The common element that connects both play and creativity is the engagement of the imagination – not just for aesthetic creations but for the thousands of daily activities of discovery and meaning-making. For children the ability to imagine the world is crucial to fill the gap between experience and understanding, and this mostly happens through image-making in their heads.

All the possibilities for image-making that exist through the arts, such as crafting, painting, drawing, modelling, sculpting, photography and movement, become essential not only to help children strengthen their imaginative skills, but as opportunities for children to make new images of the world based on both knowledge (memory) and imagination (new ideas). The richer their environment and early experiences, the richer their imagination and their ability to construct worlds that make sense of the unknown to them.

At the same time, imaginative activity enables children to process their thinking, ideas and knowledge through verbal (language or sound), non-verbal (embodied) or representational (image-based) behaviours. Essentially, children translate their imagination into expression to communicate their ideas, thoughts and feelings, or to ask questions of the world around them. In fact, movement is often a generative way of thinking, where creative ideas can occur more easily when the body is in fluid movement and the mind is deep in thought. It is a form of mental play where, again, the world can be recreated in new and exciting ways.

Observable behaviours

Children tell us all the time when we are nurturing their brains and bodies through their ‘observable behaviours’. We can see they are intrinsically motivated when they demonstrate higher levels of interest in exhibits and activities and talk about connections with their personal life.

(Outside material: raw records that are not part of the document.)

Issue #478, opened 2017-05-07
DrawSetTextInterwordSpacing bogus code


Danack:
[This line](https://github.com/ImageMagick/ImageMagick/blob/7fcca7ff26c0579f3010222b9a44063ba0b45182/MagickWand/drawing-wand.c#L6123) in DrawSetTextInterwordSpacing appears bogus. It should either be calling fabs for `CurrentContext->interword_spacing-interword_spacing` or it could be safer to do it as it's done for the [ImageMagick 6 branch](https://github.com/ImageMagick/ImageMagick/blob/01d522e990aa57cbe67d222dd5e8f7196cc6d199/wand/drawing-wand.c#L6129), where it is a direct comparison without epsilon.

Currently, the code won't work if the new interword_spacing is greated than the old interword_spacing.

This was reported downstream at:

https://github.com/mkoppanen/imagick/issues/206
https://bugs.php.net/bug.php?id=72438

Danack:
The same pattern appears to be affecting [DrawSetTextKerning](https://github.com/ImageMagick/ImageMagick/blob/7fcca7ff26c0579f3010222b9a44063ba0b45182/MagickWand/drawing-wand.c#L6041) and [DrawSetTextInterlineSpacing](https://github.com/ImageMagick/ImageMagick/blob/7fcca7ff26c0579f3010222b9a44063ba0b45182/MagickWand/drawing-wand.c#L6082) .

KevinGregull:
I can confirm that changing the Line to the following does work and fix the Problem:

`if ((wand->filter_off != MagickFalse) &&
      (CurrentContext->interline_spacing!=interline_spacing))
    {`

KevinGregull:
Seeing how they chose to use the Delta Value, I think using the absolute difference is a better solution here.
Created a Pull Request for the change.

KevinGregull:
Thank you for spotting the error @Danack. Fix applied, this Issue can be closed.

dlemstra:
Your changes have been merged and will be available in the next release.

PR #480, opened 2017-05-07
Fixed missing absolute value

KevinGregull:
Fixed bogus code that didn't allow for DrawSetTextInterlineSpacing,DrawSetTextKerning & DrawSetInterwordSpacing to be changed, because of a missing absolute value.

#478


dlemstra:
Thanks for your patch. We have also applied these changes to IM6.

PR #483, opened 2017-05-09
make DICOM read work for fractional rescale

jcupitt:
The DICOM reader was multiplying pixel values by `rescale_slope`, which it
represented as `ssize_t`. Many DICOM files use double values for
`rescale_slope`, so for `rescale_slope` < 1, the reader was multiplying by
zero and producing blank images.

This patch changes `rescale_slope` and `rescale_intercept` to be double, so
dcm read now works with fractional values of rescale.
This patch should be applied to the 7.x branch as well.

This patch incorporates a couple of other small changes too:

* Previous versions of ImageMagick did not apply the rescale
  values, so for compatibility, application of them now defaults to
  off. Use `-define dcm:rescale` to enable rescale processing.

* `window_center` and `window_width` should also be double-valued, from
  the spec.

* The `window_center` and `window_width` fields were always applied before,
  but from the DICOM spec, they should be only be applied to the rescaled
  values.

  The patch makes width and center processing only happen if `dcm:rescale`
  is on.

* Previously, the offset for signed data was only being applied if
  windowing was disabled. It is now always applied.

Here's a sample file that shows the problem:

http://www.rollthepotato.net/~john/MRIm5.dcm

You're welcome to use this image in a test suite. Before this patch:

$ identify -verbose MRIm5.dcm
Image: MRIm5.dcm
Format: DCM (Digital Imaging and Communications in Medicine image)
Gray:
min: 32769 (0.500023)
max: 32769 (0.500023)

After:

$ identify -verbose MRIm5.dcm
Image: MRIm5.dcm
Format: DCM (Digital Imaging and Communications in Medicine image)
Gray:
min: 0 (0)
max: 65535 (1)

Forum thread:

https://www.imagemagick.org/discourse-server/viewtopic.php?f=3&t=31887&p=145852

Related PR:

https://github.com/ImageMagick/ImageMagick/pull/477

### DIFF
--- a/coders/dcm.c
+++ b/coders/dcm.c
@@ -3104,7 +3104,7 @@ static Image *ReadDCMImage(const ImageInfo *image_info,ExceptionInfo *exception)
   info.samples_per_pixel=1;
   info.signed_data=(~0UL);
   info.significant_bits=0;
-  info.rescale=0;
+  info.rescale=MagickFalse;
   info.rescale_intercept=0.0;
   info.rescale_slope=1.0;
   info.window_center=0.0;
@@ -4097,8 +4097,7 @@ static Image *ReadDCMImage(const ImageInfo *image_info,ExceptionInfo *exception)
           }
         option=GetImageOption(image_info,"dcm:rescale");
         if (option != (char *) NULL)
-          info.rescale=(int) ParseCommandOption(MagickBooleanOptions,
-            MagickFalse,option);
+          info.rescale=IsStringTrue(option);
         status=ReadDCMPixels(image,&info,stream_info,MagickTrue,exception);
         if ((status != MagickFalse) && (stream_info->segment_count > 1))
           {
--- a/coders/dcm.c
+++ b/coders/dcm.c
@@ -2693,13 +2693,16 @@ typedef struct _DCMInfo
     max_value,
     samples_per_pixel,
     signed_data,
-    significant_bits,
-    window_width;
+    significant_bits;
 
-  ssize_t
+  MagickBooleanType
+    rescale;
+
+  double
     rescale_intercept,
     rescale_slope,
-    window_center;
+    window_center,
+    window_width;
 } DCMInfo;
 
 typedef struct _DCMStreamInfo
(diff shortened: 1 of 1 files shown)


jcupitt:
If/when this patch is accepted, I'll make another PR which adds `dcm:window` so that the window center and width can be overridden from the command-line.

coders/dcm.c
```diff
@@ -4076,6 +4095,10 @@ static Image *ReadDCMImage(const ImageInfo *image_info,ExceptionInfo *exception)
             if (LocaleCompare(option,"reset") == 0)
               info.window_width=0;
           }
+        option=GetImageOption(image_info,"dcm:rescale");
+        if (option != (char *) NULL)
+          info.rescale=(int) ParseCommandOption(MagickBooleanOptions,
```
dlemstra: You could use `IsStringTrue` here.

coders/dcm.c
```diff
@@ -3080,20 +3094,21 @@ static Image *ReadDCMImage(const ImageInfo *image_info,ExceptionInfo *exception)
...
-  info.rescale_slope=1;
+  info.max_value=255UL;
   info.samples_per_pixel=1;
-  info.scale=(Quantum *) NULL;
   info.signed_data=(~0UL);
   info.significant_bits=0;
-  info.window_center=0;
-  info.window_width=0;
-  info.polarity=MagickFalse;
+  info.rescale=0;
```
dlemstra: This should be MagickFalse instead.

coders/dcm.c
```diff
@@ -2877,32 +2880,43 @@ static MagickBooleanType ReadDCMPixels(Image *image,DCMInfo *info,
...
-              else
-                if ((ssize_t) index > window_max)
-                  index=(int) info->max_value;
-                else
-                  index=(int) (info->max_value*(((index-info->window_center-
-                    0.5)/(info->window_width-1))+0.5));
+              index=pixel_value;
             }
+          if (info->signed_data == 1)
+            index-=32767;
```
dlemstra: The old code did not do this when the `windows_size` was not 0. Is this change intentional?

dlemstra:
We would also welcome a patch for our IM6 branch 👍  (*hint*)

coders/dcm.c
jcupitt: Yes, it seemed correct to me. If the output is signed, you must offset the origin, whether or not you interpret the window. I have not test files I could check with, though.

coders/dcm.c
jcupitt: Oh nice. I copy-pasted that code from the webp loader, perhaps that should change too.

jcupitt:
This patch is for the IM-6 branch, I agree a patch to master would be nice too. Should I make another PR once this is done?

jcupitt:
OK, pushed the changes you proposed. Thanks for the review!

dlemstra:
Feel free to wait with the IM7 patch until we have applied the `dcm:window` changes in IM6.

jcupitt:
\o/ thanks! I'll make another PR for the window stuff.

jcupitt:
`dcm:window` PR is here

https://github.com/ImageMagick/ImageMagick/pull/484

PR #484, opened 2017-05-10
add dcm:window option

jcupitt:
This patch adds a new `dcm:window` option which lets you override the
window center and width stored in the DICOM file with a new centerXwidth
pair. You can also use centerX or Xwidth. The window settings are ony
applied if the `dcm:rescale` option is enabled.

This is useful for transforming images from scan units to display units for
visualisation.

Example:

convert -define dcm:rescale -define dcm:window=2500x3000 MRIm5.dcm x.tif

This patch also reverts an earlier change which moved the transform for
signed data into the main path. Window handling assumes a 0 - `max_value`
output range and takes no account of signedness of the data, so
the subtract for signed data is not appropriate. Perhaps it should be,
but we'd need to track `min_value` as well, and that's beyound the scope
of this PR.

Related PR:

https://github.com/ImageMagick/ImageMagick/pull/483

DICOM spec:

https://www.dabsoft.ch/dicom/3/C.11.2.1.2/

### DIFF
--- a/coders/dcm.c
+++ b/coders/dcm.c
@@ -2880,6 +2880,8 @@ static MagickBooleanType ReadDCMPixels(Image *image,DCMInfo *info,
                   }
                 i++;
               }
+          if (info->signed_data == 1)
+            pixel_value-=32767;
           if (info->rescale)
             {
               double
@@ -2914,8 +2916,6 @@ static MagickBooleanType ReadDCMPixels(Image *image,DCMInfo *info,
           else
             {
               index=pixel_value;
-              if (info->signed_data == 1)
-                index-=32767;
             }
           index&=info->mask;
           index=(int) ConstrainColormapIndex(image,(size_t) index);
@@ -4093,15 +4093,12 @@ static Image *ReadDCMImage(const ImageInfo *image_info,ExceptionInfo *exception)
             if (LocaleCompare(option,"reset") == 0)
               info.window_width=0;
           }
-        option=GetImageOption(image_info,"dcm:rescale");
-        if (option != (char *) NULL)
-          info.rescale=(int) ParseCommandOption(MagickBooleanOptions,
-	    MagickFalse,option);
         option=GetImageOption(image_info,"dcm:window");
         if (option != (char *) NULL)
 	  {
             GeometryInfo
               geometry_info;
+
             MagickStatusType
               flags;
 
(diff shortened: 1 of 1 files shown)


coders/dcm.c
```diff
@@ -4097,7 +4095,24 @@ static Image *ReadDCMImage(const ImageInfo *image_info,ExceptionInfo *exception)
...
         if (option != (char *) NULL)
-          info.rescale=IsStringTrue(option);
+          info.rescale=(int) ParseCommandOption(MagickBooleanOptions,
+	    MagickFalse,option);
+        option=GetImageOption(image_info,"dcm:window");
+        if (option != (char *) NULL)
+	  {
+            GeometryInfo
+              geometry_info;
+            MagickStatusType
```
dlemstra: This needs a newline between the variables :)

coders/dcm.c
```diff
@@ -4097,7 +4095,24 @@ static Image *ReadDCMImage(const ImageInfo *image_info,ExceptionInfo *exception)
           }
         option=GetImageOption(image_info,"dcm:rescale");
         if (option != (char *) NULL)
-          info.rescale=IsStringTrue(option);
```
dlemstra: You should really use IsStringTrue here.

coders/dcm.c
```diff
@@ -4097,7 +4095,24 @@ static Image *ReadDCMImage(const ImageInfo *image_info,ExceptionInfo *exception)
...
+          info.rescale=(int) ParseCommandOption(MagickBooleanOptions,
+	    MagickFalse,option);
+        option=GetImageOption(image_info,"dcm:window");
+        if (option != (char *) NULL)
```
dlemstra: I wonder if we should make it so that if this option is not null we set info.rescale to MagickTrue. This option will only do something when info.rescale is true. And the you would only need to do this: `convert -define dcm:window=2500x3000 MRIm5.dcm x.tif`

coders/dcm.c
jcupitt: OK, if you're sure.

dlemstra: I'm sure 👍

dlemstra:
Your changes have been merged (and I added the IsStringTrue check). Could you also send the pull request for IM7?

jcupitt:
Ooop, sorry, I did make that change, I think I forgot to push it. 

I'll try an IM7 patch that does the same thing.

jcupitt:
I meant to say, I didn't write a note in the ChangeLog, nor any docs or tests. Do they need doing too?

dlemstra:
Forgot to mention that you should add something to the change log. And our website is in another repo. We have a page where we explain all the defines. Would love it if you could add something there for the two new options that you created.

jcupitt:
I added a note to the ChangeLog in this branch, hopefully you can just merge that too.

I added some docs to the website.

IM7 next!

jcupitt:
IM7 PR: https://github.com/ImageMagick/ImageMagick/pull/485

dlemstra:
I don't see the push for that ChangeLog change?

jcupitt:
I pushed it, but it looks like I have to open a new PR for github to see it. Hang on.

PR #516, opened 2017-06-21
Link zlib (-lz) in delegates tests.

egzumer:
When building delegates from source (with --enable-delegate-build), TIFF fails tests as there is no -lz parameter in compiler call.


mikayla-grace:
Thanks for the problem report.  We can reproduce it and will have a patch to fix it in GIT master branch @ https://github.com/ImageMagick/ImageMagick later today.  The patch will be available in the beta releases of ImageMagick @ http://www.imagemagick.org/download/beta/ by sometime tomorrow.

dlemstra:
Your patch has been manually merged. Thanks 👍

PR #607, opened 2017-07-24
Fix underlinking in DNG module

antonio-rojas:
Use correct variable for libraw libs. Should fix https://www.imagemagick.org/discourse-server/viewtopic.php?f=3&t=32367


dlemstra:
"Manually merged"

PR #622, opened 2017-07-26
fix gif loop iterations

clyfish:
Value 0 in "NETSCAPE2.0" means loop forever.
Missing "NETSCAPE2.0" block means 0 repetitions = loop once.
Value 1 in "NETSCAPE2.0" means 1 repetition = 2 loops.
Value 2 in "NETSCAPE2.0" means 2 repetitions = 3 loops.

https://bugs.chromium.org/p/chromium/issues/detail?id=592735
https://bugzilla.mozilla.org/show_bug.cgi?id=1255497
https://stackoverflow.com/questions/27066511/how-to-make-an-animated-gif-loop-twice-in-imagemagick


dlemstra:
We have manually merged your commit. Thanks for your contribution!

PR #7593, opened 2024-09-05
add rsvg  to appimage

unclesamwk:
Add rsvg to appimage


dlemstra:
I finally had some time to review your PR. This does not add rsvg to the appimage but only updates our dev build to include this and we don't need that.

PR #7613, opened 2024-09-12
Don't overwrite LIBRARY_PATH in Makefile

### LINKED ISSUE #7611: Link failure due to cleared `LIBRARY_PATH`
### ImageMagick version

7.1.1.38

### Operating system

Linux

RHEL 8.7

### Description

When building with Pango/pangocairo the build fails when linking `MagickCore/.libs/libMagickCore-7.Q16HDRI.so.10.0.1` with
```
software/binutils/2.42-GCCcore-13.3.0/bin/ld: cannot find -lgobject-2.0: No such file or directory
software/binutils/2.42-GCCcore-13.3.0/bin/ld: cannot find -lglib-2.0: No such file or directory
software/binutils/2.42-GCCcore-13.3.0/bin/ld: cannot find -lharfbuzz: No such file or directory
software/binutils/2.42-GCCcore-13.3.0/bin/ld: cannot find -lcairo: No such file or directory
```

As a possible issue I found that in the Makefile `$LIBRARY_PATH` is overwritten by the install location of ImageMagick. This doesn't happen during configure so `pkg-config pangocairo` does not output paths present in `$LIBRARY_PATH`. So the `-L` flag is not returned and used in the Makefile and the linked can't find it in `$LIBRARY_PATH` which is mostly empty

### Steps to Reproduce

- Install Cairo to some custom location, e.g. `/opt/cairo`
- set LIBRARY_PATH to that (`/opt/cairo/lib`)
- configure and build

### Images

Build issue so no image

Flamefire:
The configure script sets this to a path inside the install location which is empty during build. However this path(s) is/are used by the compiler/linker to find libraries. `pkg-config` used during configure assumes this is the same during build as on invocation of itself and omits any path already contained in the variable.

This combination causes build failures due to dependent libraries not being found in the link step unless there happens to be some other way the paths get pulled in. E.g. if HarfBuzz is built using (the deprecated) configure&make it has `*.la` files which contain the required link flags. If HarfBuzz is built using the new Meson build system those files are no longer present and the linker paths will be missing.

As there doesn't seem to be a specific reason for the variable to be set to an empty directory in the Makefile just remove it.

Fixes #7611


urban-warrior:
`Makefile.in` is a generated file.  We instead need to patch `configure.ac` to resolve this issue.

Flamefire:
A yes, I though it is only `Makefile` which gets generated from `Makefile.in`. But I see this has been fixed in ba49d0cd543f6d0dd966be03bb09e185984e9635

I guess using `LIBRARY_ABSOLUTE_PATH` instead works, although I'd have suggested using  something with a clear suffix, such as `IM_LIBRARY_PATH`

Thanks for fixing!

Children’s satisfaction is often clear to see, as are their frustrations, but sometimes it’s harder to spot the more complex emotions and responses, which is why listening to their languages is crucial – body language, gestures, physical, social or creative expressions.

Getting the resources, environments and relationships right means putting in place the right types and quality of opportunities for us to listen to children, and for them to express themselves to us in an ongoing, reciprocal cycle of communication.

The whole point of early years creativity is that it is the one thing that is owned and defined by children, not by us as adults. We can put boundaries around it that can be measured, but essentially we can’t capture the unlimited potential of the imagination in the way we can capture learning outcomes. When children’s creativity is unleashed, we don’t want to tie it down by applying our own interpretations that reinforce adult-oriented judgements of what is considered good. We want to uncork the bottle and let the genie fly.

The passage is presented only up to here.